Problem description
All lines in the data that hold the word "using" need copying.

Supplied records
━━━━━━━━━━
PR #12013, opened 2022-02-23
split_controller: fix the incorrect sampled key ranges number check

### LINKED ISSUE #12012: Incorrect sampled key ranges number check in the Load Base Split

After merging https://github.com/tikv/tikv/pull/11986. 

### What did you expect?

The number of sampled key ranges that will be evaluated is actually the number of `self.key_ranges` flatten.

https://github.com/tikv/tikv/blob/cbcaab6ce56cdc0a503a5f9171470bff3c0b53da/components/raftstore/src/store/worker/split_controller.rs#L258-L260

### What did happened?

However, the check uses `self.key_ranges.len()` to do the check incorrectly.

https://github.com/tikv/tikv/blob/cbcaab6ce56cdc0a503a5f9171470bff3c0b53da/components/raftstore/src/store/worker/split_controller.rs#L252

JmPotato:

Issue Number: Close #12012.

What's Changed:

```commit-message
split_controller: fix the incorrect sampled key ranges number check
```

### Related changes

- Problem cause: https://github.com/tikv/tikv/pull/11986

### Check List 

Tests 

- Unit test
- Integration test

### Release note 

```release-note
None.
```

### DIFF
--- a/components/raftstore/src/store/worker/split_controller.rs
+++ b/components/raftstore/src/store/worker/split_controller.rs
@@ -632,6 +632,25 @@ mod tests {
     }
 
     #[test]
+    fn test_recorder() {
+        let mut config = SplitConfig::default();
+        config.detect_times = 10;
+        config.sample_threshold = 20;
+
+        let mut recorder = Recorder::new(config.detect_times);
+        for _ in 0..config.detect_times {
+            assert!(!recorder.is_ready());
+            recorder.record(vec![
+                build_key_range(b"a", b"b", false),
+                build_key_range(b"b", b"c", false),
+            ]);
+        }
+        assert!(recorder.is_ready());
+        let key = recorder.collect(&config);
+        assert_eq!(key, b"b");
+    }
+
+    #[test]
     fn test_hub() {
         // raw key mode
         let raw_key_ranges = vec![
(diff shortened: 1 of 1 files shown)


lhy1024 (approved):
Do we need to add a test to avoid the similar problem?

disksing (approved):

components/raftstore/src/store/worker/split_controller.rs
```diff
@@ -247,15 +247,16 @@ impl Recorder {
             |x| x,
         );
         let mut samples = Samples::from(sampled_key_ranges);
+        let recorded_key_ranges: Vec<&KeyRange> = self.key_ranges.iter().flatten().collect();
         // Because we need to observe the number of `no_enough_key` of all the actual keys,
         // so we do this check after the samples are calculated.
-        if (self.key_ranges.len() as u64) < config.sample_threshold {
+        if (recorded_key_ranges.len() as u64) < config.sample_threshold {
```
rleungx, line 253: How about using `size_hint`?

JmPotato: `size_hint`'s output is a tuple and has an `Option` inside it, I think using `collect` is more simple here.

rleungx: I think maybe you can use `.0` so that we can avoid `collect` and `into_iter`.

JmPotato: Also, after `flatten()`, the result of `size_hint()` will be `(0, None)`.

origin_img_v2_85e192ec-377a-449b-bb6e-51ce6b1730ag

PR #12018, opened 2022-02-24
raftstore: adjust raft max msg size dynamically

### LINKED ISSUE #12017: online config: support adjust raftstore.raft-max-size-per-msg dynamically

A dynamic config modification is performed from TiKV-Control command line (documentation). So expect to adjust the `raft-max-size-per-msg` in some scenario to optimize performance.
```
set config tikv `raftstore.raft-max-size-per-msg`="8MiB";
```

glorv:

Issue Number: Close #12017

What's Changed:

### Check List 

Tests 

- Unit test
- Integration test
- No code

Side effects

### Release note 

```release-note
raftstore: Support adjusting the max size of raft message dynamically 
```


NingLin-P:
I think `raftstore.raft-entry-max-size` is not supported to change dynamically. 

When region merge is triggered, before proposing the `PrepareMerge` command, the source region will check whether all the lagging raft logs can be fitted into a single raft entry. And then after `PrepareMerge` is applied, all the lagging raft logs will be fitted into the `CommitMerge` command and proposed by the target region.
━━━━━━━━━━
Answer space
rleungx, line 253: How about using `size_hint`?
JmPotato: `size_hint`'s output is a tuple and has an `Option` inside it, I think using `collect` is more simple here.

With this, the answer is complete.